# [Collected data entries]
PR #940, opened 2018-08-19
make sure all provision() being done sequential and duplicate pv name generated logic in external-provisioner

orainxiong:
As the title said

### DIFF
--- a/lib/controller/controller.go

==

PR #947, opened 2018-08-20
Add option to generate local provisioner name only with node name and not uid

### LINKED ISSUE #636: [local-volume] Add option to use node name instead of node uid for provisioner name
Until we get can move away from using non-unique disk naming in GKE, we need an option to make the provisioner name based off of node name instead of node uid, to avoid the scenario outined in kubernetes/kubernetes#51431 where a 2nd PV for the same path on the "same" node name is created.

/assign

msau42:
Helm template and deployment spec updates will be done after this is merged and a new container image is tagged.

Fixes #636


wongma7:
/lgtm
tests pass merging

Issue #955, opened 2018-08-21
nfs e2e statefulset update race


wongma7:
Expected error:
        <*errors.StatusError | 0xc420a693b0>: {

# [EXERCISE INSTRUCTIONS]
Transcribe the records above exactly, beginning at the line that contains "As the title said" and ending with the line that contains "--- a/lib/controller/controller.go", both included, and nothing else.

# [RESPONSE]
As the title said

### DIFF
--- a/lib/controller/controller.go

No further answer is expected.